Critique parue en avril 2024 dans Bifrost n° 114

Repérée dès son plus jeune âge pour ses compétences prometteuses, Kathryn Telman a été extraite de son milieu populaire pour recevoir l’éducation qui lui faisait  défaut  jusque-là. Prenant le patronyme de sa famille adoptive, l’une des plus réputées du Business, cette entité commerciale et capitaliste qui, depuis au moins l’Empire romain, a su saisir et exploiter les opportunités économiques d’une Histoire loin d’être vertueuse et pacifique. Kate est devenue l’un des cadres supérieurs les plus redoutés et libres de l’organisation, partageant son existence entre ses missions et un vieil oncle, un tantinet libidineux, aimant trop les voitures de sport pour sa propre sécurité.

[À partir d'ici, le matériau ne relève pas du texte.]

PR #8083, opened 2020-03-30
Reduce array allocations from `StaticFile#path`

ashmaroli:
## Summary

`Jekyll::StaticFile#path` involves duplicating arrays via `Array#Compact`. So multiple calls to the unmemoized method would result in unnecessary Array allocations.

### DIFF
--- a/lib/jekyll/static_file.rb
+++ b/lib/jekyll/static_file.rb
@@ -40,11 +40,13 @@ module Jekyll
 
     # Returns source file path.
     def path
-      # Static file is from a collection inside custom collections directory
-      if !@collection.nil? && !@site.config["collections_dir"].empty?
-        File.join(*[@base, @site.config["collections_dir"], @dir, @name].compact)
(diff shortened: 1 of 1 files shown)


ashmaroli:
In theory, a resource's (irrespective of page, document, static-file, layout, etc) `path` shouldn't change. Additionally, for static-files, there is no equivalent writer (`:path=`). So, it can be assumed to be a *read-only* attribute.

If at all something is mutating the `path` attribute, then that code should be fixed.

ashmaroli:
Should I freeze the attribute value and see if something breaks / fails..?

DirtyF:
As you see fit, just want to make sure we don't ship any regression, or that we don't miss any test here 😅

ashmaroli:
*Note: I'll unfreeze the attribute value after some testing..*

DirtyF:
@jekyllbot: merge +fix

Pourtant, si sa réussite professionnelle ne fait aucun doute, le bonheur sentimental lui échappe toujours, verrouillé par les principes trop stricts de l’élu de son cœur, déjà marié et fidèle en amour. Mais, pas le temps de se morfondre. Le Business a besoin d’elle, notamment pour sa relation privilégiée avec le prince Suvinder, dont les arrière-pensées sont tout sauf géopolitiques. Le potentat bedonnant troquerait bien, en effet, les cimes de son État himalayen natal contre les courbes aguicheuses de l’intelligent executive woman, permettant ainsi au Business d’acquérir un siège à l’ONU.

Après Un chant de pierre, son précédent roman non SF, Iain Banks a voulu raconter une histoire plus légère, non dépourvue d’humour et d’une once de romance. Hélas, s’il ne s’est guère écarté de cette ligne directrice, force est de constater qu’elle l’a contraint à atténuer sa critique du capitalisme mondialisé. Certes, on trouvera quelques belles fulgurances dans Le Business, notamment lors du séjour de Kate chez ce nabab américain amateur d’armes, dont le morceau de bravoure tient tout entier sur l’écran lacéré d’un drive-in transformé en cible de tir pour canon antiaérien. On s’amusera aussi beaucoup des sarcasmes de Kate, décidément trop intelligente pour son bonheur. Quant à la science-fiction, l’amateur devra se contenter de la démesure de Blysecrag, domaine familial dont l’ampleur et l’excentricité conviendrait sans aucun doute à un ressortissant de la Culture. Bref, tout ceci reste très sage, voire bénin et nonchalant, en dépit d’un embryon de suspense et de quelques dilemmes sentimentaux. Mais même mineur, un roman de Iain Banks reste plaisant et savoureux.